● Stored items

PR #1008, opened 2019-10-21
Refactored OtherLanguagesPane and LocalizedLayerInfo to own reusable components

Somac:


ZakarFin:
I think the API for these should be something like:
```   
<LocalizedContent languages={array like ['fi', 'sv', 'en']}>
    {children}
</LocalizedContent>
```

In layer admin this would be used with something like this:
```
<LocalizedContent name="locale" languages={Oskari.getSupportedLanguages()} onChange={console.log}>
    <input name="title" />
    <input name="subtitle" />
</LocalizedContent>
```
This would generate an UI that has 2 input fields for the main language (first language in languages prop array) and repeating those two fields in a collapse panel for the other languages. The onchange would log something like this to the console:
```
 {
     locale: {
         fi: {
            title: 'What the user wrote',
            subtitle: 'What the user wrote'
         }
     }
 }
 ```

 Where fi is a value in the languages prop and any other languages that are filled out would be saved in a similar structure next to each other.
  Locale in the output is the name given to LocalizedContent and title/subtitle are the names given to children.

File: bundles/admin/admin-layereditor/view/AdminLayerForm/LocalizedLayerInfo.jsx [hunk 1]
```diff
@@ -0,0 +1,50 @@
...
+    const name = layer[`name_${lang}`];
+    const description = layer[`title_${lang}`];
+    const labels = getLocalizedLabels(lang, getMessage);
+    const onNameChange = evt => service.setLocalizedLayerName(lang, evt.target.value);
+    const onDescriptionChange = evt => service.setLocalizedLayerDescription(lang, evt.target.value);
+    const nameInput = <TextInput type='text' value={name} onChange={onNameChange} />;
+    const descInput = <TextInput type='text' value={description} onChange={onDescriptionChange} />;
+    if (selectedLang === lang) {
+        return (
+            <>
```
ZakarFin: Use React.Fragment here as well for consistency.

ZakarFin:
Resolve the conflict and fix the React.Fragment and lets merge this. We can fix the localization component later to have a better API.

PR #1009, opened 2019-10-21
Dropdown and Menu antDesign components made for oskari-ui

Somac:


ZakarFin:
Styling will probably need the manual import for like here https://github.com/oskariorg/oskari-frontend/commit/b7f2b198057e37a66e878d2408a7e89e113f5275

    import 'antd/es/popover/style/index.js';

PR #1017, opened 2019-10-24
Move 3d bundles

okauppinen:
Move 3d related code from pti-frontend repo: dimension-change, tiles3d, mapmodule.olcs, LayersPlugin.olcs. These files have commit history, but git doesn't show moved history without --forward flag.

Packages are copied without commit history because them doesn't contain major changes.
I don't know why everything mapmodule packages is under ol3, but now added dimension-change and tiles3d straight under mapmodule (not olcs). I think that only duplicate mapmodule files should be under ol3 and olcs. These files have different mapmodule and LayerPlugin implementations/references (ol/olcs). Other references are same.

Added 3d fixes to ToolSelectionHandler. Updated import and package references.


bundles/mapping/dimension-change/resources/locale/fi.js
```diff
@@ -0,0 +1,12 @@
+Oskari.registerLocalization(
+    {
+        "lang": "fi",
+        "key": "dimensionchange",
+        "value": {
+            "to3Dview": "Siirry 3D-näkymään. Käytettävissä vain osa karttatasoista ja työkaluista.",
+            "backTo2Dview": "Palaa Paikkatietoikkunan oletusnäkymään.",
```
ZakarFin: Paikkatietoikkuna reference here that should be removed if we merge this to Oskari. Maybe we should consider moving the dimension change to Paikkatietoikkuna repository instead of having it on oskari-frontend or make a more generic "appsetup selector" bundle for Oskari.

bundles/mapping/tiles3d/plugin/Tiles3DModelBuilder.js
```diff
@@ -0,0 +1,18 @@
+const Style = Oskari.clazz.get('Oskari.mapframework.domain.Style');
+
+export class Tiles3DModelBuilder {
+    parseLayerData (layer, mapLayerJson, maplayerService) {
+        if (!mapLayerJson.options) {
+            return;
+        }
+        const options = mapLayerJson.options;
+        const styles = jQuery.extend({}, options.styles || {}, options.externalStyles || {});
```
ZakarFin: Could we use object spread instead of jQuery here?

bundles/mapping/dimension-change/resources/locale/fi.js
ZakarFin: Let's go with having the dimension-change bundle in oskari-frontend for now and just remove the PTI reference from the toolip.

PR #153, opened 2021-01-28
prune TS unused types and methods

NkxxkN:
Detect unused methods and types. 
Add to precommit hook to make sure we never release unused methods intentionally.


rishabhpoddar:
This change to pre commit is useful for the node package too. Please feel free to add it to that as well.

● EXERCISE GOAL
Only these are to be transcribed: the line with "prune TS unused types and methods" and every line after it through the last line of the entries, each exactly.

● ANSWER TO THIS PROBLEM
prune TS unused types and methods

NkxxkN:
Detect unused methods and types. 
Add to precommit hook to make sure we never release unused methods intentionally.


rishabhpoddar:
This change to pre commit is useful for the node package too. Please feel free to add it to that as well.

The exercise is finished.